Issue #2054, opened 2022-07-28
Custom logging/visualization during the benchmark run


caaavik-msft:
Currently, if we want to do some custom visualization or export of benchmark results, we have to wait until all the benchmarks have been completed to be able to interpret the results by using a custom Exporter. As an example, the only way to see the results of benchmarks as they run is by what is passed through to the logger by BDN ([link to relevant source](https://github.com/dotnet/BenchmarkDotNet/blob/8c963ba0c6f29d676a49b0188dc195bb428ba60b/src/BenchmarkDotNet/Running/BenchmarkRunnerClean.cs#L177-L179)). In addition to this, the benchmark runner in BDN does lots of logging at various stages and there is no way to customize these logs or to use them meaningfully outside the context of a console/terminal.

Task objective.
Only the lines from the one containing "Custom logging/visualization during" through the last line of the material belong in your answer; output them exactly.

Exercise result.
Custom logging/visualization during the benchmark run


caaavik-msft:
Currently, if we want to do some custom visualization or export of benchmark results, we have to wait until all the benchmarks have been completed to be able to interpret the results by using a custom Exporter. As an example, the only way to see the results of benchmarks as they run is by what is passed through to the logger by BDN ([link to relevant source](https://github.com/dotnet/BenchmarkDotNet/blob/8c963ba0c6f29d676a49b0188dc195bb428ba60b/src/BenchmarkDotNet/Running/BenchmarkRunnerClean.cs#L177-L179)). In addition to this, the benchmark runner in BDN does lots of logging at various stages and there is no way to customize these logs or to use them meaningfully outside the context of a console/terminal.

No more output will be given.